What to work on — In full and word for word, copy the records that follow.

Top of Material shown

PR #1238, opened 2022-01-27
Update mergebam syntax and sample specific unmapped channel

### LINKED ISSUE #1237: new syntax for mergeBamAlignment + move unmapped channel to sample specific [UPDATE]
### Update mergebamalignment syntax:
While bugfixing for a subworkflow, I got the following warning for gatk4/mergeBamAlignment:
"NOTE: Picard's command line syntax is changing.

For more information, please see:
https://github.com/broadinstitute/picard/wiki/Command-Line-Syntax-Transition-For-Users-(Pre-Transition)

The command line looks like this in the new syntax:

MergeBamAlignment -ALIGNED test.bam -UNMAPPED test.paired_end.umi_converted.bam -R genome.fasta -O test.bam "

The old syntax still works, but so does the new syntax, as such I think it would be a good idea to update to the new syntax now before the old syntax is retired.

### Make unmapped input sample specific:
MergeBamAlignment is meant to add information about the reads, which is lost when the ubam is converted to fastq, back into the aligned bam file. So I think it makes sense to move the unmapped input channel to the sample-specific tuple, as this would make it easier to pass the unmapped and mapped bam files into the tool as a matched pair.

I have put together a PR updating the syntax and moving the unmapped channel to the sample-specific tuple.

GCJMackenzie:
## PR checklist

Closes #1237 

This PR updates the gatk4 MergeBamAlignment module to use the new syntax being introduced for the tool. It also moves the unmapped input channel to the sample-specific tuple, as I think it makes it easier to pass in the mapped and unmapped bam files as a matched pair.


tests/modules/gatk4/mergebamalignment/main.nf
```diff
@@ -6,11 +6,11 @@ include { GATK4_MERGEBAMALIGNMENT } from '../../../../modules/gatk4/mergebamalig
 
 workflow test_gatk4_mergebamalignment {
     input    = [ [ id:'test' ], // meta map
-                 file(params.test_data['sarscov2']['illumina']['test_single_end_bam'], checkIfExists: true)
+                 file(params.test_data['sarscov2']['illumina']['test_single_end_bam'], checkIfExists: true),
```
FriederikeHanssen, line 9: As per usual my question is: does this work with cram files too?

GCJMackenzie: From what I have seen in both the GATK and picard tool documentations, I don't think it works with cram files as neither of them mention cram. Is there an example of an unaligned bam (from what I understand you don't get unaligned crams)  and an aligned cram we could use to double check on the test datasets repo?

FriederikeHanssen: I have seen some discussions around https://www.biostars.org/p/389788/ https://davetang.org/muse/2022/01/20/storing-fastq-as-unaligned-cram/ but not seen it out in the wild. For me it is fine to leave it as is

FriederikeHanssen (approved):

PR #1242, opened 2022-01-28
Fix for version file output check when performing an expected error test

chris-cheshire:
The `exit_code` test feature of pytest that allows for checking expected errors cannot currently be used. This is because the versions file auto-test does not distinguish between workflows that have no expected output.

I have put in a small check to test if the workflow has an error code setting in the yaml and will ignore this workflow if this is the case.


grst (approved):
LGTM! Thanks @chris-cheshire!

grst:
One small thing: can you maybe add a comment in the code, why this is necessary? I feel I wouldn't understand in two months from now why the test for `exit_code` is there...

chris-cheshire:
Yeah thats a good idea, done

PR #1252, opened 2022-02-01
Add repository_type to .nf-core.yml

ewels:
Add config `repository_type`, to be used by nf-core/tools after https://github.com/nf-core/tools/pull/1391 is merged.


grst (approved):
LGTM!

PR #1264, opened 2022-02-08
fix incorrect yaml formatting.

mashehu:


charles-plessy (approved):
This PR indeed fixes incorrect yaml formatting.

PR #1279, opened 2022-02-09
Fix formatting in yaml files, add yamllint config

mashehu:
for some reason the yamllint seems to only have started throwing errors recently. I added a config to be less picky about line lengths and document headers.
We have quite a few incorrect yaml files now (~157). Mainly incorrect indentation (which can mess up the rendering on the modules page). Would be great if other's could help with this effort.


.github/workflows/code-linting.yml
```diff
@@ -12,7 +12,7 @@ jobs:
     steps:
       - uses: actions/checkout@v2
 
-      - uses: actions/setup-node@v1
+      - uses: actions/setup-node@v2
```
ewels, line 15: You still need to remove the `with: node-version:` lines to automatically use a recent version of npm.

Once you do that the markdownlint should kick in again.

drpatelh (approved):
🚀 Thanks alot @mashehu !

PR #1281, opened 2022-02-10
Bump node-version to 16

JoseEspinosa:
Fixes markdown linting, which now requires at least node version 12.
As done in `tools` [here](https://github.com/nf-core/tools/pull/1398) version 16 is bumped.


JoseEspinosa:
Just realized that is already addressed in #1279, so I close it

PR #1308, opened 2022-02-16
include intervals_index

nickhsmith:
In order to run the GATK `GenotypeGVCFs` tool with an interval file (such as a .bed file) you need to have the corresponding index file. Otherwise you get the following error message
```
A USER ERROR has occurred: An index is required but was not found for file genome.bed.gz: work/6c/541fce2dc670597f62a571c72288c6/genome.bed.gz. Support for unindexed block-compressed files has been temporarily disabled. Try running IndexFeatureFile on the input.
```

including the index file fixes this problem


maxulysse (approved):

maxulysse:
Could you add the information regarding the index to the yaml file?

Issue #1344, opened 2022-02-23
[BUG] inconsistant input structure for manta germline/somatic/tumor_only


nickhsmith:
The input for somatic and tumor only manta are 5 channels, but for germline it's 4. where the last 2 channels are combined. This seems silly. I will work on fixing this if someone else doesn't
```
    input:
    tuple val(meta), path(input_normal), path(input_index_normal), path(input_tumor), path(input_index_tumor)
    path fasta
    path fai
    path target_bed
    path target_bed_tbi
```
vs 

```
    input:
    tuple val(meta), path(input), path(index)
    path fasta
    path fasta_fai
    tuple path(target_bed), path(target_bed_tbi)
```

FriederikeHanssen:
ok we agreed with @ramprasadn and @maxulysse on a structure for these modules, they should be consistent now. Please re-open if you are still unhappy with the state of the modules

PR #1349, opened 2022-02-24
Nickhsmith patch 1

nickhsmith:
Match the input stylings of somatic and tumor_only to the germline as mentioned in #1344 
   
    input:
    tuple val(meta), path(input), path(index)
    path fasta
    path fasta_fai
    tuple path(target_bed), path(target_bed_tbi)


maxulysse:
Can you update tests as well?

Bottom of Material shown

Solved exercise —
PR #1238, opened 2022-01-27
Update mergebam syntax and sample specific unmapped channel

### LINKED ISSUE #1237: new syntax for mergeBamAlignment + move unmapped channel to sample specific [UPDATE]
### Update mergebamalignment syntax:
While bugfixing for a subworkflow, I got the following warning for gatk4/mergeBamAlignment:
"NOTE: Picard's command line syntax is changing.

For more information, please see:
https://github.com/broadinstitute/picard/wiki/Command-Line-Syntax-Transition-For-Users-(Pre-Transition)

The command line looks like this in the new syntax:

MergeBamAlignment -ALIGNED test.bam -UNMAPPED test.paired_end.umi_converted.bam -R genome.fasta -O test.bam "

The old syntax still works, but so does the new syntax, as such I think it would be a good idea to update to the new syntax now before the old syntax is retired.

### Make unmapped input sample specific:
MergeBamAlignment is meant to add information about the reads, which is lost when the ubam is converted to fastq, back into the aligned bam file. So I think it makes sense to move the unmapped input channel to the sample-specific tuple, as this would make it easier to pass the unmapped and mapped bam files into the tool as a matched pair.

I have put together a PR updating the syntax and moving the unmapped channel to the sample-specific tuple.

GCJMackenzie:
## PR checklist

Closes #1237 

This PR updates the gatk4 MergeBamAlignment module to use the new syntax being introduced for the tool. It also moves the unmapped input channel to the sample-specific tuple, as I think it makes it easier to pass in the mapped and unmapped bam files as a matched pair.


tests/modules/gatk4/mergebamalignment/main.nf
```diff
@@ -6,11 +6,11 @@ include { GATK4_MERGEBAMALIGNMENT } from '../../../../modules/gatk4/mergebamalig
 
 workflow test_gatk4_mergebamalignment {
     input    = [ [ id:'test' ], // meta map
-                 file(params.test_data['sarscov2']['illumina']['test_single_end_bam'], checkIfExists: true)
+                 file(params.test_data['sarscov2']['illumina']['test_single_end_bam'], checkIfExists: true),
```
FriederikeHanssen, line 9: As per usual my question is: does this work with cram files too?

GCJMackenzie: From what I have seen in both the GATK and picard tool documentations, I don't think it works with cram files as neither of them mention cram. Is there an example of an unaligned bam (from what I understand you don't get unaligned crams)  and an aligned cram we could use to double check on the test datasets repo?

FriederikeHanssen: I have seen some discussions around https://www.biostars.org/p/389788/ https://davetang.org/muse/2022/01/20/storing-fastq-as-unaligned-cram/ but not seen it out in the wild. For me it is fine to leave it as is

FriederikeHanssen (approved):

PR #1242, opened 2022-01-28
Fix for version file output check when performing an expected error test

chris-cheshire:
The `exit_code` test feature of pytest that allows for checking expected errors cannot currently be used. This is because the versions file auto-test does not distinguish between workflows that have no expected output.

I have put in a small check to test if the workflow has an error code setting in the yaml and will ignore this workflow if this is the case.


grst (approved):
LGTM! Thanks @chris-cheshire!

grst:
One small thing: can you maybe add a comment in the code, why this is necessary? I feel I wouldn't understand in two months from now why the test for `exit_code` is there...

chris-cheshire:
Yeah thats a good idea, done

PR #1252, opened 2022-02-01
Add repository_type to .nf-core.yml

ewels:
Add config `repository_type`, to be used by nf-core/tools after https://github.com/nf-core/tools/pull/1391 is merged.


grst (approved):
LGTM!

PR #1264, opened 2022-02-08
fix incorrect yaml formatting.

mashehu:


charles-plessy (approved):
This PR indeed fixes incorrect yaml formatting.

PR #1279, opened 2022-02-09
Fix formatting in yaml files, add yamllint config

mashehu:
for some reason the yamllint seems to only have started throwing errors recently. I added a config to be less picky about line lengths and document headers.
We have quite a few incorrect yaml files now (~157). Mainly incorrect indentation (which can mess up the rendering on the modules page). Would be great if other's could help with this effort.


.github/workflows/code-linting.yml
```diff
@@ -12,7 +12,7 @@ jobs:
     steps:
       - uses: actions/checkout@v2
 
-      - uses: actions/setup-node@v1
+      - uses: actions/setup-node@v2
```
ewels, line 15: You still need to remove the `with: node-version:` lines to automatically use a recent version of npm.

Once you do that the markdownlint should kick in again.

drpatelh (approved):
🚀 Thanks alot @mashehu !

PR #1281, opened 2022-02-10
Bump node-version to 16

JoseEspinosa:
Fixes markdown linting, which now requires at least node version 12.
As done in `tools` [here](https://github.com/nf-core/tools/pull/1398) version 16 is bumped.


JoseEspinosa:
Just realized that is already addressed in #1279, so I close it

PR #1308, opened 2022-02-16
include intervals_index

nickhsmith:
In order to run the GATK `GenotypeGVCFs` tool with an interval file (such as a .bed file) you need to have the corresponding index file. Otherwise you get the following error message
```
A USER ERROR has occurred: An index is required but was not found for file genome.bed.gz: work/6c/541fce2dc670597f62a571c72288c6/genome.bed.gz. Support for unindexed block-compressed files has been temporarily disabled. Try running IndexFeatureFile on the input.
```

including the index file fixes this problem


maxulysse (approved):

maxulysse:
Could you add the information regarding the index to the yaml file?

Issue #1344, opened 2022-02-23
[BUG] inconsistant input structure for manta germline/somatic/tumor_only


nickhsmith:
The input for somatic and tumor only manta are 5 channels, but for germline it's 4. where the last 2 channels are combined. This seems silly. I will work on fixing this if someone else doesn't
```
    input:
    tuple val(meta), path(input_normal), path(input_index_normal), path(input_tumor), path(input_index_tumor)
    path fasta
    path fai
    path target_bed
    path target_bed_tbi
```
vs 

```
    input:
    tuple val(meta), path(input), path(index)
    path fasta
    path fasta_fai
    tuple path(target_bed), path(target_bed_tbi)
```

FriederikeHanssen:
ok we agreed with @ramprasadn and @maxulysse on a structure for these modules, they should be consistent now. Please re-open if you are still unhappy with the state of the modules

PR #1349, opened 2022-02-24
Nickhsmith patch 1

nickhsmith:
Match the input stylings of somatic and tumor_only to the germline as mentioned in #1344 
   
    input:
    tuple val(meta), path(input), path(index)
    path fasta
    path fasta_fai
    tuple path(target_bed), path(target_bed_tbi)


maxulysse:
Can you update tests as well?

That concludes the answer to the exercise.